Complex numbers are just a handy way to handle two dimensional points and move them around. The key to it is understanding that i × i = −1 is just a simple by-product of moving these points around.

Real numbers correspond to numbers on a line (one dimension), which is usually how they are represented: a single axis where each number has a position. Operations on these real numbers have been defined to apply the two most basic transformations:

  • Translation (addition)

    Move a point by a given amount.

  • Scaling (multiplication)

    Move a point by an amount related to its value, e.g., two times further than it was.

Now, for a number of situations, you need to handle elements that are not on a line, but on a plane—you are now in two dimensions. When working in two dimensions, you need to know where you are horizontally and vertically, which you usually represent with two numbers. For instance, (3, 2) is “3 to the right, 2 up”. Complex numbers are designed to manipulate these elements with dimensions with “simple” mathematics.

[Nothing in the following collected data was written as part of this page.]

Issue #2031, opened 2022-06-21
Tigera Operator unable to uninstall cleanly


prikesh-patel:
## Expected Behavior

When uninstalling the _Tigera Operator_ helm chart, it should be able to remove all resource and clean itself up. Then we should be able to reinstall _Tigera Operator_ without having to restart the nodes in an EKS cluster.

## Current Behavior

Uninstalling the helm release locally (using `helm delete -n tigera-operator tigera-operator`) allows the chart to be removed successfully. But when reinstalling the same chart, the `tigera-operator` pod (keeps crashing) and no `calico-node` pods get created. The following are logs in the `tigera-operator` container.

```shell
2022/06/20 15:13:44 [INFO] Version: v1.27.5
2022/06/20 15:13:44 [INFO] Go Version: go1.17.9b7
2022/06/20 15:13:44 [INFO] Go OS/Arch: linux/amd64
2022/06/20 15:14:04 [ERROR] Get "https://XXX.gr7.eu-west-1.eks.amazonaws.com:443/api?timeout=32s": dial tcp: lookup 1D36CABDB9FD90B6E9FB961600E4045D.gr7.eu-west-1.eks.amazonaws.com on 10.52.X.X:53: read udp 100.65.X.X:50421->10.52.X.X:53: i/o timeout
```

This breaks all network connectivity in the cluster. Any new images can't be pulled.

When deleting the _Tigera Operator_ helm release through [terraform](https://registry.terraform.io/providers/hashicorp/helm/latest/docs/resources/release), the resource is unable to delete and times out. This may be due to this finaliser on the `Installation` resource, which installs calico.

```terraform
finalizers:
  - tigera.io/operator-cleanup
```

This problem has begun occurring on _Tigera Operator_ helm chart [v2.2.0](https://github.com/stevehipwell/helm-charts/releases/tag/tigera-operator-2.2.0) (_Tigera_ image [v1.27.0](https://github.com/tigera/operator/releases/tag/v1.27.0)  & _Calico_ image [v3.23.0](https://github.com/projectcalico/calico/releases/tag/v3.23.0)).

## Possible Solution

A temporary workaround is to restart the nodes. The `calico-node` pods then begin running on these new nodes, and the `tigera-operator` pod starts running without any restarts.

## Steps to Reproduce (for bugs)

1. Install chart using command `helm install tigera-operator stevehipwell/tigera-operator -n tigera-operator --version 2.2.4 --values tigera-values.yaml`. The following values can be used

[...]

PR #2662, opened 2023-05-24
RFC: Graceful termination of the operator

caseydavenport:
## Description

Allow for graceful termination of the operator to occur when both the operator and the Installation resource have been deleted simultaneously.

This was causing issues such as the following:
- https://github.com/projectcalico/calico/issues/6210
- https://github.com/tigera/operator/issues/2031

I am not sure this is a perfect solution, but in very limited testing it seems to be doing the trick for me!

## For PR author

- [ ] Tests for change.

## For PR reviewers

- [ ] Appropriate labels:


main.go
```diff
@@ -240,6 +247,49 @@ func main() {
...
+		// Cancel the main context when we are done.
+		defer cancel()
+
+		// Wait for a signal.
+		<-sigHandler.Done()
+
+		// Check if we need to do any cleanup.
+		client := mgr.GetClient()
+		instance := &v1.Installation{}
+		if err := client.Get(ctx, utils.DefaultInstanceKey, instance); err != nil {
```
caseydavenport, line 261: A limited retry of some sort here would increase reliability of this code.

stevehipwell (commented):
This looks like a good solution. Would it make sense to add a customisable timeout?

caseydavenport:
Looks like even with foreground deletion, tigera-operator loses RBAC for the cluster before it can clean up after itself. So, we'll need to make sure the ClusterRole and Binding don't get deleted until the operator deployment itself is gone. I can't seem to find a way to do that in helm itself, so we probably need to resort to _even more finalizers_ :sob:

caseydavenport:
Probably what we should have done from the beginning is manage RBAC outside of helm (like the namespace, and CRDs). But that starts to mean a lot of yaml is managed outside of the chart.

stevehipwell:
@caseydavenport would finalizers work in this context and if so what would be the increased RBAC surface area?

Alternatively a pre delete Helm hook to delete the installation should work.

caseydavenport:
> Alternatively a pre delete Helm hook to delete the installation should work.

Right, so this would be something along the lines of executing a Job (+ClusterRole +Binding) to delete the Installation prior to actually uninstalling the chart. That seems reasonable, I'll give that a try next.

stevehipwell:
> Right, so this would be something along the lines of executing a Job (+ClusterRole +Binding) to delete the Installation prior to actually uninstalling the chart. That seems reasonable, I'll give that a try next.

You can probably use the RBAC from the chart as a pre-delete hook would be run before they're removed.

caseydavenport:
It wasn't quite as trivial as I thought it might be, but I did get a pre-delete hook working for a basic Calico + apiserver install, in combination with this PR: https://github.com/projectcalico/calico/pull/7859

One thing with this is that helm won't proceed cleaning up its CRs until the pre-delete hook is complete, and we don't want the pre-delete hook to completed until we're sure the Installation object has been dealt with.

So, my solution is to:
- have the pre-delete hook delete both the `Installation` and `APIServer` CRs, and wait for the Installation to disappear. 
- have the finalizer on the Installation gated on the cleanup of the apiserver pods

caseydavenport:
> have the finalizer on the Installation gated on the cleanup of the apiserver pods

Perhaps a smarter approach would be to have the apiserver controller put its own finalizer on the Installation (and any other controllers that depend on the Installation existing in order to perform their cleanup)

main.go
```diff
@@ -240,6 +260,68 @@ func main() {
...
+		}
+
+		if instance.DeletionTimestamp == nil {
+			// Installation isn't terminating, so we can exit immediately.
+			return
+		}
+
+		// We need to wait for termination to complete. We can do this by checking if the Installation
+		// resource has been cleaned up or not.
+		to := 60 * time.Second
```
tmjd, line 302: Should we set `terminationGracePeriodSeconds` to 60s to match this since the default is 30s?

tmjd (commented):
Looks good. One question about a change we might want to make to the operator manifest.

tmjd (approved):
LGTM

joaobettu:
Any news about this issue?

tmjd:
@joaobettu hopefully you've seen the the messages on the issues this is addressing. If you're looking for some info specific to this PR please be more specific about what you're looking for.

We define i as being the vertical unit. 2i is “2 up”, −4i is “4 down”, and 3 + 2i is “3 to the right and 2 up”. We still can use translation and scaling like in the one-dimension case, but we would like to add something: rotation. How do I turn “2 to the right” into “2 up”?

The solution comes with multiplying by i. If 1 is “1 to the right” and 1 × i is “1 up”, then it means that multiplying by i is simply rotating by 90 degrees with point 0 as a center, counter-clockwise. 2 × i = 2i means “2 to the right” multiplied by i gives “2 up”.

And this is where it gets interesting: rotating the point “1 to the right” by 90 degrees gives “1 up”. Rotating it again by 90 degrees gives “1 left”. This means that multiplying 1 twice by i gives −1.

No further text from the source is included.